I was just reading my colleague Lu Pan’s blog post about C++ exceptions when I saw this quote:
The reason why it uses xor eax eax to set a register to 0 is for efficiency reason. It produces shorter opcode and enables the processor to perform register renaming.
Lu Pan
C++ exception (1) — zero-cost exception handling
I found this rather baffling for a few reasons. First of all, isn’t zeroing out a register a common enough operation that it should be optimized?
Further, why would using xor
better for register renaming? Intuitively it seems like it might even be worse since the two operand registers and the result register are all the same.
Instruction size
The obvious way to zero a register is with mov
. This instruction takes 7 bytes:
0: 48 c7 c0 00 00 00 00 mov rax,0x0
It actually includes a full 4 byte immediate value. That wastes quite a bit of space in the instruction.
With xor
, the same instruction takes only 3 bytes.
0: 48 31 c0 xor rax,rax
It pretty much looks like the mov
instruction but without the immediate (and a different opcode of course).
Register Renaming
It turns out that Intel has a few dependency breaking idioms in their optimization manual:
Assembly/Compiler Coding Rule 36. (M impact, ML generality) Use dependency-breaking-idiom instructions to set a register to 0, or to break a false dependence chain resulting from re-use of registers.
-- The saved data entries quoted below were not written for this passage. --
Issue #247, opened 2018-07-10
--gherkin-terminal-reporter-expanded does nothing


veliakiner:
Regardless of whether `-s` or `-v` are set. `--gherkin-terminal-reporter` works fine.

feuillemorte:
feature:
```python
When I start a <client>
```
run pytest:
```bash
pytest --gherkin-terminal-reporter -vv
```
output:
```bash
When I start a <client>
```
run with expand option:
```bash
pytest --gherkin-terminal-reporter --gherkin-terminal-reporter-expanded -vv
```
output:
```bash
When I start a java
```

Seems, it's working fine. Maybe documentations doesn't explain this option fine...

Vic152:
Can you guys update the documentation I did not know how to do it until I came here.

jsa34:
gherkin-terminal-reporter-expanded is no longer a feature flag - it's the default

Issue #235, opened 2018-01-29
Step name doesn't contain argument value in scenario outline


andreypetrenko82:
When I use scenario outline, and I can see that step name doesn't contain argument value in report.
In debug mode we can see that ```step.name``` contains just a name of argument. And in ```step_func_args``` we can see a value of this argument. But generated report via ```--cucumberjson``` has just a step with argument name (not its value).
Example:
```
Then I select <user_role> role
    Examples: user roles
      | user_role  |
      | Custom     |
```
And as a result generated report should contain:
```Then I select Custom role```
But it contains just an argument name: ```Then I select <user_role> role```

**Comment by olegpidsadnyi** [comment]
@andreypetrenko82 is it related to the new pytest? could you submit the complete test?

**Comment by slawek367** [comment]
Hi,
i saw something similar for example when I start test with: py.test --gherkin-terminal-reporter functional/some_test.py

Output contain only keys from example table but not values, so if you implement example:
Examples:
| some_key |
| value1      |
| value2      |

You will se in output:
for value1: Given some <some_key> ...
for value2: Given some <some_key> ...

Instead:
Given some value1
Given some value2

It is clear now?

**Comment by vinhntb** [comment]
@olegpidsadnyi  It's same issue #202. 
My scenario:

`

Feature: This is example demo

    Scenario Outline: Outlined given, when, thens
        Given there are <start> cucumbers
        When I eat <eat> cucumbers
        Then I should have <left> cucumbers

        Examples:
        | start | eat | left |
        |  12   |  5  |  7   |
        |  5    |  4  |  1   |
`

And output:
![image](https://user-images.githubusercontent.com/7419227/37636134-b4c83bd6-2c32-11e8-8445-baaf69b64090.png)

**Comment by sliwinski-milosz** [comment]
For Cucumber format add `--cucumberjson-expanded` to your command:
```
py.test --cucumberjson=<path to json report> --cucumberjson-expanded
```

For Gherkin reporter add `--gherkin-terminal-reporter-expanded` to your command:
```
py.test -s -vvv --gherkin-terminal-reporter --gherkin-terminal-reporter-expanded
```

jsa34:
Features requested I believe are now implemented.  Feel free to reopen if the gherkin terminal reporter is missing anything that I have overlooked.  Expanded reporter no longer exists and the normal terminal reporter should provide the output requested above

PR #263, opened 2018-10-29
Let gherkin-terminal-reporter-expanded enable gherkin output

sliwinski-milosz:
Related to:
https://github.com/pytest-dev/pytest-bdd/issues/247
https://github.com/pytest-dev/pytest-bdd/issues/235

This pull request updates `--gherkin-terminal-reporter-expanded` to enable gherkin output.
Thanks to that it can be used without adding `--gherkin-terminal-reporter` to the command.

This is the way suggested in the docs:
`https://pytest-bdd.readthedocs.io/en/latest/#reporting`

### DIFF
--- a/pytest_bdd/cucumber_json.py
+++ b/pytest_bdd/cucumber_json.py
@@ -32,7 +32,7 @@ def add_options(parser):
         "--cucumberjson-expanded",
         "--cucumber-json-expanded",
         action="store_true",
-        dest="expand",
+        dest="cucumber_json_expanded",
         default=False,
         help="expand scenario outlines into scenarios and fill in the step names",
     )
@@ -42,7 +42,7 @@ def configure(config):
     cucumber_json_path = config.option.cucumber_json_path
     # prevent opening json log on slave nodes (xdist)
     if cucumber_json_path and not hasattr(config, "slaveinput"):
-        config._bddcucumberjson = LogBDDCucumberJSON(cucumber_json_path, expand=config.option.expand)
+        config._bddcucumberjson = LogBDDCucumberJSON(cucumber_json_path, expand=config.option.cucumber_json_expanded)
         config.pluginmanager.register(config._bddcucumberjson)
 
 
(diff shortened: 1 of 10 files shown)


youtux:
@sliwinski-milosz Can you please add some tests for this? In case you need some input on how to test pytest plugins like pytest_bdd, you may want to check https://docs.pytest.org/en/latest/writing_plugins.html#testing-plugins.

Also, thank you very much for this PR.

youtux:
Also, running `pytest   --gherkin-terminal-reporter-expanded  tests` on the pytest_bdd project itself results in an `INTERNALERROR`. Would you be interested to look into that?

sliwinski-milosz:
User can parametrize scenario by using examples specified in feature files. In that case pytest `parametrize` marker is updated with examples parameters.

We also provide a way to parametrize scenario on the python side by using `pytest.mark.parametrize`. https://pytest-bdd.readthedocs.io/en/latest/#combine-scenario-outline-and-pytest-parametrization 

The problem with gherkin reporting is that when we are getting `self.example_kwargs`, we are using `scenario.get_example_params()` method that takes into account only args that are defined inside feature file (examples), and skips `pytest.mark.parametrize` parameters.

For gherkin reporting we need all parameters: those specified in feature files and those specified by using `pytest.mark.parametrize` decorator.

This pull requests uses `parametrize` marker to get all args.
It is ready for review.

This pull request contains three changes:
1. It enables gherkin output by using only gherkin-terminal-reporter-expanded option
2. It fixes issue mentioned above -> it gets all args for `self.example_kwargs`.
3. It fixes issue with unicode step names (which caused INTERNALERROR during testing).

If that is too much I can split this pull request into three smaller ones.

sliwinski-milosz:
As this pull request got quite messy I decided to split it into three smaller pull requests to fix issues one by one:
1. https://github.com/pytest-dev/pytest-bdd/pull/275
2. https://github.com/pytest-dev/pytest-bdd/pull/272
3. https://github.com/pytest-dev/pytest-bdd/pull/274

Section 3.5.1.8 Clearing Registers and Dependency Breaking Idioms
Intel® 64 and IA-32 Architectures Optimization Reference Manual
So actually while it seems strange that xor
would be better for register renaming despite referencing the register twice, this particular instruction is explicitly handled by Intel. They themselves recommend it as the best way to zero a register. In fact, the CPU will explicitly skip as many steps as possible on this instruction in order to efficiently zero the register.